> _What is expected_: Please retype, unchanged, each line from the top of the material below through the line where "## Expected Behavior" appears.

> _Provided data_:
○ ○ ○ ○ ○
PR #2549, opened 2026-07-28
fix(pyramid): remove immutable state shadowing in SetImmutable

### LINKED ISSUE #2548: Pyramid SetImmutable does not block write operations
## Bug Description

Pyramid declares its own bool immutable_ member that shadows the base class std::atomic<bool> immutable_ from InnerIndexInterface. This causes SetImmutable() to only set the derived member, leaving the base class state unchanged.

As a result, the public write barrier in IndexImpl (the CHECK_IMMUTABLE_INDEX macro) does not intercept write operations (Add, Build, Remove, etc.) on Pyramid indexes after SetImmutable() is called.

## Steps to Reproduce

1. Create a Pyramid index and build it with data
2. Call index->SetImmutable()
3. Call index->Add(), index->Build(), or index->Remove() - these operations succeed instead of returning UNSUPPORTED_INDEX_OPERATION

## Expected Behavior

After calling SetImmutable(), all public write operations should be rejected with ErrorType::UNSUPPORTED_INDEX_OPERATION, matching the behavior of other indexes like HGraph.

## Actual Behavior

Write operations are not blocked because IndexImpl checks the base class atomic member (which remains false), while Pyramid::SetImmutable() only sets the derived bool member.

## Root Cause

- InnerIndexInterface declares std::atomic<bool> immutable_{false} at line 671
- IndexImpl::CHECK_IMMUTABLE_INDEX macro reads this->inner_index_->immutable_.load() at line 62
- Pyramid declares its own bool immutable_{false} at line 383 (shadowing the base class member)
- Pyramid::SetImmutable() only sets the derived member at lines 1314-1321

## Fix

Remove the shadowing bool immutable_ member from Pyramid and use the inherited atomic state with proper memory ordering, matching the pattern used by HGraph.

## Impact

This is a critical bug that violates the API contract. Users expect SetImmutable() to make the index read-only, but Pyramid continues to accept writes. This can lead to data inconsistency and potential concurrency issues.

LHT129:
## Summary

Fix Pyramid immutable state shadowing bug where SetImmutable() did not actually block write operations.

## Changes

- Remove shadowing bool immutable_ member from Pyramid (was hiding base class atomic)
- Use inherited std::atomic<bool> immutable_ with proper memory ordering
- Match the pattern used by HGraph for consistency
- Add regression test to verify Add, Build, and Remove are rejected after SetImmutable()

## Testing

New test case Pyramid Set Immutable verifies:
- SetImmutable() can be called multiple times (idempotent)
- Add() returns UNSUPPORTED_INDEX_OPERATION after SetImmutable()
- Build() returns UNSUPPORTED_INDEX_OPERATION after SetImmutable()
- Remove() returns UNSUPPORTED_INDEX_OPERATION after SetImmutable()
- Search operations continue to work correctly

Fixes: #2548

### DIFF
--- a/src/algorithm/pyramid/pyramid.cpp
+++ b/src/algorithm/pyramid/pyramid.cpp
@@ -1311,14 +1311,14 @@ Pyramid::search_node(const IndexNode* node,
 }
 void
 Pyramid::SetImmutable() {
-    if (this->immutable_) {
+    if (this->immutable_.load(std::memory_order_acquire)) {
         return;
     }
     label_table_->SetImmutable();
     this->points_mutex_.reset();
     this->points_mutex_ = std::make_shared<EmptyMutex>();
     this->searcher_->SetMutexArray(this->points_mutex_);
-    immutable_ = true;
+    this->immutable_.store(true, std::memory_order_release);
 }
 
 float
--- a/src/algorithm/pyramid/pyramid.h
+++ b/src/algorithm/pyramid/pyramid.h
@@ -380,7 +380,6 @@ private:
     ReorderInterfacePtr reorder_{nullptr};  // reorder helper (if use_reorder_)
 
     uint32_t index_min_size_{0};  // min node size before graph is built
-    bool immutable_{false};       // true after SetImmutable()
 };
 
 }  // namespace vsag
--- a/tests/test_pyramid.cpp
+++ b/tests/test_pyramid.cpp
@@ -248,6 +248,37 @@ TEST_CASE_PERSISTENT_FIXTURE(fixtures::PyramidTestIndex,
 }
 
 TEST_CASE_PERSISTENT_FIXTURE(fixtures::PyramidTestIndex,
+                             "Pyramid Set Immutable",
+                             "[ft][immutable][pyramid]") {
+    const auto metric_type = "l2";
+    PyramidParam pyramid_param;
+    const auto param =
+        GeneratePyramidBuildParametersString(metric_type, dims.front(), pyramid_param);
+    auto index = TestFactory("pyramid", param, true);
+    auto dataset =
+        pool.GetDatasetAndCreate(dims.front(), base_count, metric_type, /*with_path=*/true);
+    TestBuildIndex(index, dataset, true);
+
+    REQUIRE(index->SetImmutable().has_value());
+    REQUIRE(index->SetImmutable().has_value());
+
+    auto add_result = index->Add(dataset->base_);
+    REQUIRE_FALSE(add_result.has_value());
+    REQUIRE(add_result.error().type == vsag::ErrorType::UNSUPPORTED_INDEX_OPERATION);
+
+    auto build_result = index->Build(dataset->base_);
+    REQUIRE_FALSE(build_result.has_value());
+    REQUIRE(build_result.error().type == vsag::ErrorType::UNSUPPORTED_INDEX_OPERATION);
+
+    std::vector<int64_t> ids{dataset->base_->GetIds()[0]};
+    auto remove_result = index->Remove(ids);
+    REQUIRE_FALSE(remove_result.has_value());
+    REQUIRE(remove_result.error().type == vsag::ErrorType::UNSUPPORTED_INDEX_OPERATION);
+
+    TestKnnSearch(index, dataset, GeneratePyramidSearchParametersString(100), 0.94, true);
+}
+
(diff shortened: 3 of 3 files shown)


src/algorithm/pyramid/pyramid.cpp
```diff
@@ -1311,14 +1311,14 @@ Pyramid::search_node(const IndexNode* node,
 }
 void
```
LHT129, line 1312: [note] Unlike `HGraph::SetImmutable()` which acquires `add_mutex_` and `global_mutex_` before replacing the mutex array, `Pyramid::SetImmutable()` does not acquire any locks. This is a pre-existing behavior not introduced by this PR, but worth noting: if concurrent `Add` or `Build` operations are in-flight when `SetImmutable()` is called, the mutex replacement (`points_mutex_.reset()` + reassignment) races with those operations. The `std::atomic<bool>` check in `CHECK_IMMUTABLE_INDEX` provides ordering only for subsequent operations, not for ones already past the check.

Consider whether Pyramid needs similar lock acquisition as HGraph to ensure in-flight mutations complete before the mutex is replaced. This can be addressed in a follow-up if needed.

LHT129 (commented):
The fix is correct and minimal. Here is the analysis:

**Root cause**: `Pyramid` declared `bool immutable_{false}` in `pyramid.h:383`, which shadowed the base class `std::atomic<bool> immutable_{false}` from `InnerIndexInterface`. The `CHECK_IMMUTABLE_INDEX` macro in `index_impl.h` accesses `this->inner_index_->immutable_`, which resolves to the base class member (always `false`). Meanwhile, `Pyramid::SetImmutable()` was writing to the shadowing `bool` member. So the immutable check never blocked any write operations.

**Fix**:
1. Removes the shadowing `bool immutable_` from `pyramid.h` — the inherited `std::atomic<bool>` is now the only member
2. Updates `SetImmutable()` to use `load(std::memory_order_acquire)` / `store(true, std::memory_order_release)` — matching HGraph's pattern exactly
3. Adds a thorough regression test covering idempotency, Add/Build/Remove rejection, and search-after-immutable

**Verification**: The test validates all the critical paths that were previously broken by the shadowing bug. The memory ordering is consistent with HGraph and the `CHECK_IMMUTABLE_INDEX` macro.

LHT129:
Good catch on the locking behavior note. This is indeed a pre-existing issue unrelated to the immutable state shadowing bug being fixed here. The shadowing bug was purely about the wrong member being written to (shadowing bool vs inherited atomic<bool>), which is what this PR addresses.

The race condition with in-flight mutations during mutex replacement is a separate concurrency concern that existed before. Since this PR is focused on the minimal fix for the shadowing bug, I agree this locking behavior can be addressed in a follow-up PR if needed. The regression test added here validates the core fix for the shadowing issue without introducing new concurrency patterns.

LHT129 (commented):
LGTM. The fix correctly removes the shadowing `bool immutable_` member from `Pyramid` so that `IndexImpl::CHECK_IMMUTABLE_INDEX` reads the base class `std::atomic<bool> immutable_` as intended.

**What was broken:** `Pyramid` declared `bool immutable_{false}` at line 383 of `pyramid.h`, which shadowed `InnerIndexInterface::immutable_` (`std::atomic<bool>`). The `CHECK_IMMUTABLE_INDEX` macro in `IndexImpl<T>` accesses `this->inner_index_->immutable_`, which resolves to the base class member — but `Pyramid::SetImmutable()` was writing to the shadowing member. This meant `SetImmutable()` appeared to work locally but `Add`/`Build`/`Remove` were never actually blocked.

**What this PR does:**
- Removes the shadowing `bool immutable_` from `pyramid.h`
- Updates `Pyramid::SetImmutable()` to use `this->immutable_.load(std::memory_order_acquire)` / `.store(true, std::memory_order_release)` — matching the pattern used by `HGraph`
- Adds a thorough regression test covering idempotency, write rejection (Add/Build/Remove), and search-after-immutable

The memory ordering is appropriate: acquire on the check ensures visibility of all stores before the store, and release on the store ensures the immutable flag is visible to subsequent acquire loads in `CHECK_IMMUTABLE_INDEX`. The existing `[note]` about concurrent `SetImmutable` vs in-flight mutations is a pre-existing concern not introduced by this PR and can be addressed separately.

wxyucs (approved):
lgtm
○ ○ ○ ○ ○
> _Exercise answer_:
PR #2549, opened 2026-07-28
fix(pyramid): remove immutable state shadowing in SetImmutable

### LINKED ISSUE #2548: Pyramid SetImmutable does not block write operations
## Bug Description

Pyramid declares its own bool immutable_ member that shadows the base class std::atomic<bool> immutable_ from InnerIndexInterface. This causes SetImmutable() to only set the derived member, leaving the base class state unchanged.

As a result, the public write barrier in IndexImpl (the CHECK_IMMUTABLE_INDEX macro) does not intercept write operations (Add, Build, Remove, etc.) on Pyramid indexes after SetImmutable() is called.

## Steps to Reproduce

1. Create a Pyramid index and build it with data
2. Call index->SetImmutable()
3. Call index->Add(), index->Build(), or index->Remove() - these operations succeed instead of returning UNSUPPORTED_INDEX_OPERATION

## Expected Behavior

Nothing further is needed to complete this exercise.